《尾形修一の教員免許更新制反対日記から》
◆ 「亡国」の新指導要領
-「過積載」は事業者責任である
8月1日に、中央教育審議会が2020年~2022年に順次実施される新学習指導要領の「審議まとめ案」を公表した。今回の記事は、その案に対して「亡国的」であると批判するものである。
最初に断っておくが、僕は「亡国」という表現を普通は使わない。表現として好まない。大体、ものごとを「国家単位」で測るという発想を取らない。だけど、「国家」なるものが厳然と存在することは確かだし、今回は「国家機関」によるまとめ案でありながらも、あまりにもとんでもない代物だと判断する。正直言って、このニュースに接したときに、「亡国的」という表現が心に浮かんでしまったのである。
今回の新学習指導要領「まとめ案」では、小学校5、6年の英語が教科化される。また、小学校3、4年で「外国語活動」を新設する。また、小学校で「プログラミング教育」を必修化する。
先行して実施されるが、「道徳」も教科化される。そして、小学校でも「アクティブ・ラーニング」を推進するわけである。僕の批判は主に、小学校の教育を対象としている。

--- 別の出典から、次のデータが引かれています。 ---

PR #2062, opened 2020-03-23
map project route to donate-tree route in web client

### LINKED ISSUE #2059: Add donate button to single project page on the web
Currently the single project page (after https://github.com/Plant-for-the-Planet-org/treecounter-app/pull/2058 got merged) shown in the web client for the shared project url, e.g. "Plant trees with Plant-for-the-Planet at https://test.trilliontreecampaign.org/project/1", does not display a "**donate**" button. We will have to add that in the future, so the user can donate to a project from the single project page.

Compare the discussion in the original pull request here https://github.com/Plant-for-the-Planet-org/treecounter-app/pull/1792#issuecomment-598349859

norbertschuler:
also patches the DonateTreeContainer to support projectSlug as parameter instead of id

Fixes #2059

@sagararyal please check if this works, e.g. with /project/1 or /project/49 - it's some ugly patch I don't like. Hopefully it does not break anything else :-(

- A first alternative solution to this patch would be a rewrite rule in the web server to change `/project/*` to `/donate-trees/*` - but that only works with a webserver, so you cannot test it locally.

- A second alternate solution would be to use a different route for the share link, e.g. /donate-trees/1 which isn't yet supported in the native apps by changing the line https://github.com/Plant-for-the-Planet-org/treecounter-app/blob/394e9d405d0d7d493e625967b586a419a8e67df2/app/components/PlantProjects/PlantProjectFull.native.js#L139  to ```getLocalRoute('app_donateTrees') +```

### DIFF
--- a/app/components/PlantProjects/PlantProjectFull.native.js
+++ b/app/components/PlantProjects/PlantProjectFull.native.js
@@ -136,7 +136,7 @@ class PlantProjectFull extends React.Component {
             context.scheme +
             '://' +
             context.host +
-            getLocalRoute('app_donateTrees') +
+            getLocalRoute('app_selectedProject') +
             '/' +
             this.props.plantProject.id
           }
--- a/app/components/PlantProjects/PlantProjectFull.native.js
+++ b/app/components/PlantProjects/PlantProjectFull.native.js
@@ -136,7 +136,7 @@ class PlantProjectFull extends React.Component {
             context.scheme +
             '://' +
             context.host +
-            getLocalRoute('app_selectedProject') +
+            getLocalRoute('app_donateTrees') +
             '/' +
             this.props.plantProject.id
           }
--- a/app/components/App/TreeCounter.js
+++ b/app/components/App/TreeCounter.js
@@ -17,9 +17,9 @@ import Footer from '../Footer';
 const SelectPlantProjectContainer = lazy(() =>
   import('../../containers/SelectPlantProject')
 );
-const SelectedPlantProjectContainer = lazy(() =>
-  import('./../../containers/SelectedPlantProject')
-);
+//const SelectedPlantProjectContainer = lazy(() =>
+//  import('./../../containers/SelectedPlantProject')
+//);
 const GiftTreesContainer = lazy(() => import('../../containers/GiftTrees'));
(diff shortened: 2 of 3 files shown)


sagararyal:
Empty Page when selecting select different project.

Screen Shot 2020-03-23 at 5 06 35 PM

app/components/PlantProjects/PlantProjectFull.native.js
```diff
@@ -136,7 +136,7 @@ class PlantProjectFull extends React.Component {
             context.scheme +
             '://' +
             context.host +
-            getLocalRoute('app_selectedProject') +
+            getLocalRoute('app_donateTrees') +
```
norbertschuler: The share link link /donate-trees/projectid does not work in the native apps.

norbertschuler:
> Empty Page when selecting select different project.

@sagararyal how did you selected another project? Can you please describe what you did?

app/components/PlantProjects/PlantProjectFull.native.js
norbertschuler: Also this change makes all the other changes of this PR completely unnecessary as well as all the code adding support for the new sharing url /project/projectSlug.

norbertschuler:
> Empty Page when selecting select different project.

I think this bug already existed with the old url e.g. https://www.trilliontreecampaign.org/donate-trees/1

app/components/PlantProjects/PlantProjectFull.native.js
norbertschuler: I reverted this change. @sagararyal if you want to do this, we should dismiss this PR and make your change as a new PR and just a patch directly in the develop branch.

norbertschuler:
After I saw all the issues in #2066 the page https://www.trilliontreecampaign.org/donate-trees/1 still has, I think it also no good idea to use it as a replacement for https://www.trilliontreecampaign.org/project/1, so I would close this PR again.

app/components/PlantProjects/PlantProjectFull.native.js
harshvitra: I had also tried various ways to get this one done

だけど、中高の状況も見ておきたい。中学は大きな変化はない。アクティブ・ラーニング、プログラミング教育を進めることは小学校、高校と同じだが、教科のあり方や授業時数には変わりない。なお、中学の英語も原則的には英語で行うとされる。また、道徳の教科化も同様。
高校の場合も小中と似ているけど、旧社会科系の授業が大きく変わる。
地理歴史では「歴史総合」を置き、日本史、世界史を通した近現代史を中心に扱い、必修とする。
一方、公民科では「現代社会」をなくし、「公共」という新科目を作る。
また「理数」という教科が新設される。
「総合的な学習の時間」は「総合的な探求の時間」に名前が変わる。
その他、国語等にも重要な変更があるが、今は省略。歴史総合や公共の内容には関心があるが、今のところはっきりしない。
さて、小学校で英語を教科にする件。
2008年度から「外国語活動」として導入され、2011年度から小学校5、6年で必修化された。まだ10年も経っていないが、当初から「外国語活動」に接していた児童は、もう大学生になっている。必修化された世代も高校生になっている。中学や高校での英語教育は、大きく変わったのだろうか。良く変わったのか、弊害もあったのか。そういう問題を細かく検討する時間もなしに、早くも「教科化」するということは、拙速ではないのか。
そういう意見も根強いと思うが、その「小学校の英語教育をどう考えるか」問題は、別に考えることにする。はい、英語を小学生からやりましょう。それでは「何を減らすのだろうか」。学校の授業数が変わらない以上、本来は何かを減らさないとおかしい。ところが、減らさないというのである。こんなにいっぱい詰め込んで、英語以外の授業を削減しないのである。一体、どうするんだ?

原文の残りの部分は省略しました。